The Lunar Roving Vehicle (LRV) was an electric vehicle designed to operate in the low-gravity vacuum of the Moon and to be capable of traversing the lunar surface, allowing the Apollo astronauts to extend the range of their surface extravehicular activities. Three LRVs were driven on the Moon, one on Apollo 15 by astronauts David Scott and James Irwin, one on Apollo 16 by John Young and Charles Duke, and one on Apollo 17 by Eugene Cernan and Harrison Schmitt. Each rover was used on three traverses, one per day over the three-day course of each mission. On Apollo 15 the LRV was driven a total of 27.8 km in 3 hours, 2 minutes of driving time. The longest single traverse was 12.5 km and the maximum range from the LM was 5.0 km. On Apollo 16 the vehicle traversed 26.7 km in 3 hours 26 minutes of driving. The longest traverse was 11.6 km and the LRV reached a distance of 4.5 km from the LM. On Apollo 17 the rover went 35.9 km in 4 hours 26 minutes total drive time. The longest traverse was 20.1 km and the greatest range from the LM was 7.6 km.

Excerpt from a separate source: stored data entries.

PR #116, opened 2019-10-15
Upgrade to GT3.0 codebase

### LINKED ISSUE #115: Upgrade to GeoTrellis 3.0-SNAPSHOT
The API is not expected to change for the RC at this point, so upgrade to 3.0-SNAPSHOT is in order and required by some ongoing work.

moradology:
# Overview

This PR upgrades to GT 3.0. There are a few significant changes that deserve special attention in this regard:
1. Spray -> Circe
2. Geotrellis Geometries -> JTS Geometries
3. AWS SDK V1 -> AWS SDK V2
4. Overriding dependencies to avoid test failures due to `jackson` version 2.9 colliding with Spark's `jackson` version

Closes #115

### DIFF
--- a/project/Version.scala
+++ b/project/Version.scala
@@ -1,6 +1,6 @@
 object Version {
   val awscala = "0.8.1"
-  val vectorpipe = "1.2.0-SNAPSHOT"
+  val vectorpipe = "2.0.0-SNAPSHOT"
   val scala = "2.11.12"
   val geotrellis = "3.0.0-SNAPSHOT"
   val geomesa = "2.2.1"
--- a/project/Version.scala
+++ b/project/Version.scala
@@ -2,7 +2,7 @@ object Version {
   val awscala = "0.8.1"
   val vectorpipe = "1.2.0-SNAPSHOT"
   val scala = "2.11.12"
-  val geotrellis = "2.2.0"
+  val geotrellis = "3.0.0-SNAPSHOT"
   val geomesa = "2.2.1"
   val decline = "0.6.1"
   val cats = "1.6.0"
--- a/src/main/scala/vectorpipe/vectortile/Pipeline.scala
+++ b/src/main/scala/vectorpipe/vectortile/Pipeline.scala
@@ -1,10 +1,9 @@
 package vectorpipe.vectortile
 
-import geotrellis.vector.{Feature, Geometry}
 import geotrellis.layer._
+import geotrellis.vector._
 
 import org.apache.spark.sql.{DataFrame, Row}
-import org.locationtech.jts.{geom => jts}
 
 /**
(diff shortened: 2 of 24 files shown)


project/Version.scala
```diff
@@ -2,7 +2,7 @@ object Version {
   val awscala = "0.8.1"
   val vectorpipe = "1.2.0-SNAPSHOT"
```
jpolchlo: I want to suggest a version number bump here, either to a new major version number or to apply a "-GT3" suffix.  I'm not sure I know what semver would have to say in this case.

CloudNiner: Looks like an externally visible breaking change would be the swap from GT geom types to JTS? Along with some import changes, such as `store` and `layer`? 

If we're semvering and there's breaking changes, that's a major version bump. If we need to do bugfix releases supporting gt 2 those can continue to be minor version or bugfix changes on VP 1.0.

So I'd definitely agree with a version bump, and additionally suggest major bump to VP 2.0.0

jpolchlo:
The true test of this would be if we can get OSMesa working with this new version without problem.  I don't see any changes that are likely to block that, and we don't strictly need this confirmation, since the pressure to update versions isn't coming from that side.  I would say we could/should defer that test, and call this PR provisionally OK.

src/main/scala/vectorpipe/vectortile/Pipeline.scala
```diff
@@ -148,5 +148,5 @@ trait Pipeline {
    * See [[geotrellis.vectortile.Value]] for details.
    */
   def pack(row: Row, zoom: Int): VectorTileFeature[Geometry] =
-    Feature(Geometry(row.getAs[jts.Geometry](geometryColumn)), Map.empty)
+    Feature(row.getAs[jts.Geometry](geometryColumn), Map.empty)
```
jpolchlo: Prefer here to not import JTS, import all of `vector` and drop these `jts.` prefixes.  This comment will surely apply at other points in this PR.  `jts.geom` should basically not be imported unless you're working with coordinates.

jpolchlo:
So, for this PR, we should prefer `import geotrellis.vector._` to importing JTS, I think.  We surely _can_ import items from JTS, but in the interest of making sure GT's convenience extensions are available, the GT import is better.

CloudNiner:
@jpolchlo 

> So, for this PR, we should prefer import geotrellis.vector._ to importing JTS

Done. See rebased commit https://github.com/geotrellis/vectorpipe/pull/116/commits/1d0f3bafe0f99612f504fbd1b2368e9fa5d013ae

jpolchlo:
Pending Travis approval, this looks good to me.

PR #120, opened 2019-11-25
Use CircleCI to publish to Sonatype

### LINKED ISSUE #117: Switch deployment to SonaType
In the previous months we have been switching our deployments forgo BinTray and switch ti publishing directly to SonaType (ex: https://github.com/geotrellis/geotrellis-contrib/pull/236)

This gives us SNAPSHOT releases and enables better CI workflow on the projects.
This issue is to switch vectorpipe project similar release structure.

This will probably mean that the group ID for this project will switch from `org.azavea` to `org.azavea.geotrellis`:

https://github.com/geotrellis/vectorpipe/blob/a1ecfc6fc77afd8bb0f2141abb5f532f57b57167/build.sbt#L8

I think this is fine and good, that consistent with the rest of the projects published from `github.com/geotrellis` and reflects the reality that VectorPipe is pretty much part of GeoTrellis ecosystem of tools.

jpolchlo:
# Overview

Another step in the "eradicate Travis and Bintray" project undertaken by many GT ecosystem projects.

## Checklist

Closes #117


jpolchlo:
Tagging @geotrellis/operations to get some clarity on this

project/Version.scala
```diff
@@ -1,8 +1,9 @@
 object Version {
   val awscala = "0.8.1"
   val vectorpipe = "2.0.0-SNAPSHOT"
```
echeipesh: unused now since we pull version from git ?

jpolchlo: Unless it's valuable for local publishing for testing purposes?

echeipesh: Its completely unused now:

https://github.com/geotrellis/vectorpipe/pull/120/files#diff-fdc3abdfd754eeb24090dbd90aeec2ceR8-R14

The  `gitDescribedVersion` includes a SHA for the snapshot release `git describe --tags`

jpolchlo: :guardsman: Aye, cap'n

.circleci/config.yml
```diff
@@ -0,0 +1,118 @@
...
+      #      - "openjdk8-scala2.12.8"
+      #    filters:
+      #      tags:
+      #        only:
+      #          - /^(.*)$/
+      #      branches:
+      #        only:
+      #          - develop
+      #          - /release\/.*/
+      #          - /hotfix\/.*/
```
jpolchlo: This comment block is temporary until Geomesa publishes a spark 2.4-compatible release.  We can cross-compile to scala 2.12 at that point and uncomment the above.

build.sbt
```diff
@@ -77,17 +82,61 @@ lazy val commonSettings = Seq(
...
+  publishTo := sonatypePublishTo.value
+)
+
+lazy val credentialSettings = Seq(
+  credentials += Credentials(
+    "GnuPG Key ID",
+    "gpg",
+    System.getenv().get("GPG_KEY_ID"),
+    "ignored"
+  ),
```
echeipesh: @hectcastro Kind of late to the party here, but what is the mechanism that prevents the gpg from asking for the passphrase during the publish? Is this somehow side effect of `gpg --batch` command in `cibuild` ?

jpolchlo: Possibly unrelated, but `publishLocal` gives
```
[warn] GPG reported an error. Artifacts won't be signed.
```
Also, there is an NPE through log4j raised just before that message pops up.

FFT?

rbreslow: Yup, this is related to the line you saw in the CircleCI YAML.

The way we get around GPG asking for a passphrase is super simple: we simply do not password-protect the signing key. This is OK, because the signing key is a subkey that is only used in CI and is very easy to invalidate.

Better docs on this workflow will be dropping soon in the Operations repo.

See: https://github.com/jodersky/sbt-gpg#securely-publishing-in-travis-and-other-ci

echeipesh:
This looks like its working and done, going to merge and try to cut a tagged releases with this.

build.sbt
echeipesh: @jpolchlo It was pulling in an env var that was not defined, thus producing `null` value, I added a commit to flatten credentials from vars that don't exist.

The Lunar Roving Vehicle had a mass of 210 kg and was designed to hold a payload of an additional 490 kg on the lunar surface. The frame was 3.1 meters long with a wheelbase of 2.3 meters. The maximum height was 1.14 meters. The frame was made of aluminum alloy 2219 tubing welded assemblies and consisted of a 3-part chassis which was hinged in the center so it could be folded up and hung in the Lunar Module quad 1 bay. It had two side-by-side foldable seats made of tubular aluminum with nylon webbing and aluminum floor panels. An armrest was mounted between the seats, and each seat had adjustable footrests and a velcro seatbelt. A large mesh dish antenna was mounted on a mast on the front center of the rover. The suspension consisted of a double horizontal wishbone with upper and lower torsion bars and a damper unit between the chassis and upper wishbone. Fully loaded the LRV had a ground clearance of 36 cm.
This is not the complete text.